Show each line of the records below where the word "objects" occurs.

** Recorded data follows **

PR #903, opened 2025-03-05
Move to floating window upon retriggering preview

tohalla:
Moving to floating windows is sometimes quite frustrating, especially with multiple windows (the simplest case would be with a single split and attempting to navigate to the floating window via `<C-w>`. Some plugins have adopted a pattern to move to the floating window upon retriggering the command to open the float when the window is already open.

### DIFF
--- a/autoload/gitgutter/hunk.vim
+++ b/autoload/gitgutter/hunk.vim
@@ -359,6 +359,11 @@ endfunction
 
 
 function! s:preview(hunk_diff)
+  if g:gitgutter_preview_win_floating && exists('*nvim_set_current_win') && s:winid != 0
+    call nvim_set_current_win(s:winid)
+    return
+  endif
+
   let lines = split(a:hunk_diff, '\r\?\n')
   let header = lines[0:4]
   let body = lines[5:]


airblade:
Thanks for the suggestion.  I hardly ever use floating windows myself so I don't have a feel for the ergonomics.

Can't you just use `<C-w><C-w>` or `<C-w> w` to move into a floating window?

Also, does "some plugins" mean one or two, or is there more of a consensus than that?

tohalla:
I'm personally aware of:
* https://github.com/prabirshrestha/vim-lsp/blob/04428c920002ac7cfacbecacb070a8af57b455d0/autoload/vital/_lsp/VS/Vim/Window/FloatingWindow.vim#L217
* https://github.com/rhysd/git-messenger.vim

`<C-w>` would be fine otherwise, but having multiple windows open at same time makes it a pain to track where one should navigate, plus in case you have the same buffer open on other window, the floating window is closed due to
```
    autocmd CursorMoved,TabLeave <buffer> ++once call gitgutter#hunk#close_hunk_preview_window()
```
`<C-W> P` works fine for preview window, which I was using previously due to the navigation issue.

airblade:
Thank you!

PR #916, opened 2026-04-06
Fix/buffilepost throw concatenation

germtb:
#  Fix missing string concatenation in s:on_buffilepost throw

The throw on line 269 of plugin/gitgutter.vim is missing . between the string literal and the variables. This causes E488 whenever the error path is hit, which happens when plugins like fzf.vim trigger multiple rapid BufFilePre/BufFilePost events.

I added a regression test.


airblade:
Thanks!

I think I had `echo` originally but then changed it to `throw`, forgetting that they handle their arguments differently.

PR #149, opened 2023-05-25
bugfix/DATA-4876/2: Change to pgdump + tests

skavierin:
Reworked copy process between replicas to use pgdump instead of brute force copy/paste of pgdata dir.
Cause of this change is Artem's finding that it is indeed impossible to kill postgres inside container because it is a main process of a container and if it exits container crashes.

Also renamed " docker_image" to "docker_image", dunno why there was a leading space, everything seems to work after.

Testing done:
- multiarch small replica build
- integration tests
- unit tests


ArtemHU:
> 

let's try to build a replica for dawarehouse/datalake following new approach

snowshu/adapters/target_adapters/postgres_adapter/postgres_adapter.py
```diff
@@ -87,8 +86,10 @@ def __init__(self, replica_metadata: dict, **kwargs):
                                      f'-h {self._credentials.host} '
                                      f'-U {self._credentials.user} '
                                      f'-d {self._credentials.database}')
-        self.DOCKER_SHARE_REPLICA_DATA = f"cp -af $PGDATA/* {self.DOCKER_REPLICA_MOUNT_FOLDER}"  # noqa pylint: disable=invalid-name
-        self.DOCKER_IMPORT_REPLICA_DATA_FROM_SHARE = f"cp -R -f {self.DOCKER_REPLICA_MOUNT_FOLDER}/* $PGDATA/"  # noqa pylint: disable=invalid-name
+        self.DOCKER_SHARE_REPLICA_DATA = f"pg_dumpall -c -U {self._credentials.user} -p 9999 > " \
```
ArtemHU, line 89: should we achieve the output?

snowshu/adapters/target_adapters/postgres_adapter/postgres_adapter.py
```diff
@@ -399,42 +400,28 @@ def statement_runner(statement: str):
...
             self.passive_container.start()
             logger.info('Copying replica data into passive container')
-            logger.info('Stopping postgres in passive container')
-            self.stop_postgres(self.passive_container)
 
-            logger.info("Purging passive container's pgdata dir")
-            self.passive_container.exec_run("/bin/bash -c 'rm -rf $PGDATA/*'", tty=True)
+            # Wait for db init
+            while True:
+                if self.passive_container.exec_run(self.DOCKER_READY_COMMAND).exit_code == 0:
```
ArtemHU, line 414: should we handle the case when this loop is running abnormally long ...
let's say docker is not ready due to some reason

snowshu/adapters/target_adapters/postgres_adapter/postgres_adapter.py
skavierin: Don't understand the question. Achieve what?

snowshu/adapters/target_adapters/postgres_adapter/postgres_adapter.py
skavierin: This is a textbook https://en.wikipedia.org/wiki/Halting_problem
How long should we wait for postgres spinup?

snowshu/adapters/target_adapters/postgres_adapter/postgres_adapter.py
ArtemHU: the output of the command

snowshu/adapters/target_adapters/postgres_adapter/postgres_adapter.py
ArtemHU: I believe ~10min is more than enough

tests/integration/postgres/test_postgres_target_adapter.py
```diff
@@ -156,10 +159,13 @@ def test_restore_data_from_shared_replica(docker_flush):
         envars=['POSTGRES_USER=snowshu',
                 'POSTGRES_PASSWORD=snowshu',
                 'POSTGRES_DB=snowshu',
-                f'PGDATA={DOCKER_REPLICA_MOUNT_FOLDER}'])
+                f'PGDATA=/pgdata'])
```
ArtemHU, line 162: should it be in uppercase?

skavierin: Does not matter, it's a dir name. Default ones under "/" are lower case

snowshu/adapters/target_adapters/postgres_adapter/postgres_adapter.py
```diff
@@ -87,8 +86,11 @@ def __init__(self, replica_metadata: dict, **kwargs):
                                      f'-h {self._credentials.host} '
                                      f'-U {self._credentials.user} '
                                      f'-d {self._credentials.database}')
-        self.DOCKER_SHARE_REPLICA_DATA = f"cp -af $PGDATA/* {self.DOCKER_REPLICA_MOUNT_FOLDER}"  # noqa pylint: disable=invalid-name
-        self.DOCKER_IMPORT_REPLICA_DATA_FROM_SHARE = f"cp -R -f {self.DOCKER_REPLICA_MOUNT_FOLDER}/* $PGDATA/"  # noqa pylint: disable=invalid-name
+        self.DOCKER_SHARE_REPLICA_DATA = f"pg_dumpall -c -U {self._credentials.user} -p 9999 | " \
+                                         f"gzip > {self.DOCKER_REPLICA_MOUNT_FOLDER}/replica_dump.gz"  # noqa pylint: disable=invalid-name
```
ArtemHU, line 90: initially it was suggested to look into 
```
-F format
--format=format
Selects the format of the output. format can be one of the following:
```
https://www.postgresql.org/docs/12/app-pgdump.html

snowshu/adapters/target_adapters/postgres_adapter/postgres_adapter.py
```diff
@@ -399,42 +401,31 @@ def statement_runner(statement: str):
...
 
-            logger.info("Purging passive container's pgdata dir")
-            self.passive_container.exec_run("/bin/bash -c 'rm -rf $PGDATA/*'", tty=True)
+            # Wait for db init
+            for _ in range(1200):  # for 10 minutes
+                if self.passive_container.exec_run(self.DOCKER_READY_COMMAND).exit_code == 0:
+                    break
+                time.sleep(.5)
+            else:
+                raise Exception(
```
ArtemHU, line 419: it is not a generic exception, I believe we should define a custom one
can be defined in the exceptions.py

snowshu/adapters/target_adapters/postgres_adapter/postgres_adapter.py
skavierin: Probably if we dump databases individually, but that adds more complexity for an unclear benefit

tests/integration/postgres/test_postgres_target_adapter.py
ArtemHU: just a naming convention to follow

skavierin: DOCKER_REPLICA_MOUNT_FOLDER evaluates to "/app/snowshu_replica_data_shared", so it is still lower case. You might be confusing global variable name (all upper) to the path itself (generally lower). The change was made since pgdata content is no longer inside the volume (only the dump is).

snowshu/adapters/target_adapters/postgres_adapter/postgres_adapter.py
ArtemHU: I was asking about dumpall cmd

PR #151, opened 2023-11-10
snowflake create/drop commit for data-3496

KatzperWoz:
Hey, as this is my first ever encounter with snowshu I count on your help with onboarding me on that. I've created this initial commit so you can check what I've done for the ticket DATA-3496. I think there might be some changes to do, but rather drop it now so you can take a look and I could potentially improve it next week.

### DIFF
--- a/snowshu/adapters/source_adapters/snowflake_adapter.py
+++ b/snowshu/adapters/source_adapters/snowflake_adapter.py
@@ -129,8 +129,10 @@ class SnowflakeAdapter(BaseSourceAdapter):
                     {corrected_database}.{corrected_name}'''
             result = self._safe_query(query)
             logger.info("Schema creation result: %s", result['status'][0])
-        except Exception as err:
-            logger.error("An error occurred while creating the schema: %s", err)
+        except ValueError as err:
+            error_message = f"An error occurred while creating the schema {corrected_name} in database {corrected_database}: {err}"
+            logger.error(error_message)
+            return error_message
 
     def drop_schema(self, name: str, database: str = 'SNOWSHU') -> str:
         """Droop a schema and all of its contained objects (tables, views,
@@ -151,8 +153,10 @@ class SnowflakeAdapter(BaseSourceAdapter):
                     CASCADE'''
             result = self._safe_query(query)
             logger.info("Schema drop result: %s", result["status"][0])
-        except Exception as err:
-            logger.error("An error occurred while dropping the schema: %s", err)
+        except ValueError as err:
+            error_message = f"An error occurred while dropping the schema {corrected_name} in database {corrected_database}: {err}"
+            logger.error(error_message)
+            return error_message
 
     def create_table(self, query: str, name: str, schema: str, database: str = 'SNOWSHU'):
         corrected_name, corrected_schema, corrected_database = (
@@ -166,8 +170,10 @@ class SnowflakeAdapter(BaseSourceAdapter):
                          corrected_name, corrected_schema, corrected_database)
             result = self._safe_query(full_query)
             logger.info("Table creation result: %s", result['status'][0])
-        except Exception as err:
-            logger.error("An error occurred while creating the table: %s", err)
+        except ValueError as err:
+            error_message = f"An error occurred while creating the table {corrected_name} in database {corrected_database}: {err}"
+            logger.error(error_message)
+            return error_message
 
     def drop_table(self, name: str, schema: str, database: str = 'SNOWSHU'):
         corrected_name, corrected_schema, corrected_database = (
@@ -180,8 +186,10 @@ class SnowflakeAdapter(BaseSourceAdapter):
                          corrected_name, corrected_schema, corrected_database)
             result = self._safe_query(query)
             logger.info("Table drop result: %s", result["status"][0])
-        except Exception as err:
-            logger.error("An error occurred while dropping the table: %s", err)
+        except ValueError as err:
+            error_message = f"An error occurred while dropping the table {corrected_name} in database {corrected_database}: {err}"
+            logger.error(error_message)
+            return error_message
 
     @staticmethod
     def population_count_statement(relation: Relation) -> str:
--- a/snowshu/adapters/source_adapters/snowflake_adapter.py
+++ b/snowshu/adapters/source_adapters/snowflake_adapter.py
@@ -112,13 +112,13 @@ class SnowflakeAdapter(BaseSourceAdapter):
         logger.debug(f'Done. Found {len(tables)} tables in {schema} schema of {database} database.')
         return tables
 
-    def generate_schema(self, name: str, database: str = 'SNOWSHU_DEVELOPMENT') -> str:
+    def generate_schema(self, name: str, database: str = 'SNOWSHU') -> str:
         """Create a schema in the specified database.
 
             Args:
                 name: The name of the schema to create.
                 database: The database where the schema will be created.
-                          Defaults to 'SNOWSHU_DEVELOPMENT'.
+                          Defaults to 'SNOWSHU'.
         """
         corrected_database, corrected_name = (
             self._correct_case(x) for x in (database, name))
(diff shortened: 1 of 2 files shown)


snowshu/adapters/source_adapters/snowflake_adapter.py
```diff
@@ -103,6 +103,100 @@ def _get_all_schemas(self, database: str, exclude_defaults: Optional[bool] = Fal
             f'Done. Found {len(schemas)} schemas in {database} database.')
         return schemas
 
+    def _get_all_tables(self, database: str, schema: str) -> List[str]:
+        database = self.quoted(database)
+        schema = self.quoted(schema)
+        logger.debug(f'Collecting tables from {schema} schema in {database} database in snowflake...')
+        show_result = self._safe_query(f'SHOW TERSE TABLES IN SCHEMA {database}.{schema}')['name'].tolist()
+        tables = list(set(show_result))
```
glysav, line 111: Are there any cases when SHOW TERSE TABLES IN SCHEMA return duplicate names?

snowshu/adapters/source_adapters/snowflake_adapter.py
```diff
@@ -103,6 +103,100 @@ def _get_all_schemas(self, database: str, exclude_defaults: Optional[bool] = Fal
...
+            query = f'''CREATE SCHEMA IF NOT EXISTS
+                    {corrected_database}.{corrected_name}'''
+            result = self._safe_query(query)
+            logger.info("Schema creation result: %s", result['status'][0])
+        except ValueError as err:
+            error_message = (
+                f"An error occurred while creating the schema {corrected_name} "
+                f"in database {corrected_database}: {err}"
+            )
+            logger.error(error_message)
```
glysav, line 137: Does it makes sense to continue execution(no re-raise here) if CREATE SCHEMA statement wasn't executed? 
Same concern for all functions introduced in this PR

snowshu/adapters/source_adapters/snowflake_adapter.py
```diff
@@ -103,6 +103,100 @@ def _get_all_schemas(self, database: str, exclude_defaults: Optional[bool] = Fal
...
+
+    def drop_schema(self, name: str, database: str = 'SNOWSHU'):
+        """Droop a schema and all of its contained objects (tables, views,
```
glysav, line 140: typo

snowshu/adapters/source_adapters/snowflake_adapter.py
```diff
@@ -103,6 +103,100 @@ def _get_all_schemas(self, database: str, exclude_defaults: Optional[bool] = Fal
...
+                f"An error occurred while dropping the schema {corrected_name} "
+                f"in database {corrected_database}: {err}"
+            )
+            logger.error(error_message)
+
+    def create_table(self, query: str, name: str, schema: str, database: str = 'SNOWSHU'):
+        corrected_name, corrected_schema, corrected_database = (
+            self._correct_case(x) for x in (name, schema, database)
+        )
+        full_query = f'''CREATE TABLE IF NOT EXISTS
```
ArtemHU, line 169: I suggest incorporating a table type into the query-template, and start with the transient table as the default option. 
Please refer to the sf doc for more info on this: https://docs.snowflake.com/en/sql-reference/sql/show-tables

snowshu/adapters/source_adapters/snowflake_adapter.py
```diff
@@ -103,6 +103,100 @@ def _get_all_schemas(self, database: str, exclude_defaults: Optional[bool] = Fal
...
+            result = self._safe_query(full_query)
+            logger.info("Table creation result: %s", result['status'][0])
+        except ValueError as err:
+            error_message = (
+                f"An error occurred while creating the table {corrected_name} "
+                f"in database {corrected_database}: {err}")
+            logger.error(error_message)
+
+    def drop_table(self, name: str, schema: str, database: str = 'SNOWSHU'):
+        corrected_name, corrected_schema, corrected_database = (
```
ArtemHU, line 184: I am curios about the specific use case for this function.

tests/integration/snowflake/test_snowflake_adapter.py
```diff
@@ -324,3 +324,72 @@ def test_check_count_and_query(sf_adapter):
 
     assert exc.errisinstance(TooManyRecords)
     assert sf_adapter.check_count_and_query.retry.statistics["attempt_number"] == 4
+
+
+def test_generate_schema(sf_adapter):
+    DATABASE, SCHEMA = "SNOWSHU_DEVELOPMENT", "GENERATE_SCHEMA_TEST"
```
ArtemHU, line 330: It' good to provide a short description for every single test case we are adding

tests/integration/snowflake/test_snowflake_adapter.py
```diff
@@ -324,3 +324,72 @@ def test_check_count_and_query(sf_adapter):
...
+        sf_adapter.drop_schema(database=DATABASE, name=SCHEMA)
+
+
+def test_drop_schema(sf_adapter):
+    DATABASE, SCHEMA = "SNOWSHU_DEVELOPMENT", "DROP_SCHEMA_TEST"
+    try:
+        # Setup: Ensure the schema exists before attempting to drop it
+        if SCHEMA not in sf_adapter._get_all_schemas(DATABASE):
+            sf_adapter.generate_schema(database=DATABASE, name=SCHEMA)
+
```
ArtemHU, line 350: one more assert to ensure that schema exists, before running the actual drop statement

tests/integration/snowflake/test_snowflake_adapter.py
```diff
@@ -324,3 +324,72 @@ def test_check_count_and_query(sf_adapter):
...
+        # Test table dropping
+        sf_adapter.drop_table(name=TABLE, schema=SCHEMA, database=DATABASE)
+        assert TABLE not in sf_adapter._get_all_tables(DATABASE, SCHEMA)
+    finally:
+        # Clean up: Drop table and schema if they still exist
+        if TABLE in sf_adapter._get_all_tables(DATABASE, SCHEMA):
+            sf_adapter.drop_table(name=TABLE, schema=SCHEMA, database=DATABASE)
+        if SCHEMA in sf_adapter._get_all_schemas(DATABASE):
+            sf_adapter.drop_schema(name=SCHEMA, database=DATABASE)
```
ArtemHU, line 395: I believe it's enough to run the drop schema statement since it has the cascade option

snowshu/adapters/source_adapters/snowflake_adapter.py
KatzperWoz: Normally I'd say not, as Snowflake forces name uniqueness, though I found one bypass, it's using quotes to create tables eg:

```
CREATE TABLE "myTable" (id INT);
CREATE TABLE "MYTABLE" (id INT);  -- This will succeed
```

Do you see a scenario where it can com back to bite us?

snowshu/adapters/source_adapters/snowflake_adapter.py
KatzperWoz: As I'm still deep diving and exploring the entire idea of snowshu project and how it all works together I think I might not know exactly correct answer for that. Nevertheless I was thinking about it also, why we might need it, if we have `drop_schema w/cascade`, but I decided that for now I'm gonna follow ticket specs, cause I assumed that there might be a possibility that in the future if we notice some discrepancy between the state of a current replica and current config, we will want to drop just the removed table and (if specified) add a new one, without dropping whole schema and rebuilding from scratch. What do you think about it? Does that make sense?

snowshu/adapters/source_adapters/snowflake_adapter.py
KatzperWoz: Yeah, good observation I might have missed that..

tests/integration/snowflake/test_snowflake_adapter.py
KatzperWoz: That's right, unnecessary duplication here

ArtemHU (approved):

glysav (approved):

** End of Recorded data **

Answer space:
         """Droop a schema and all of its contained objects (tables, views,
+        """Droop a schema and all of its contained objects (tables, views,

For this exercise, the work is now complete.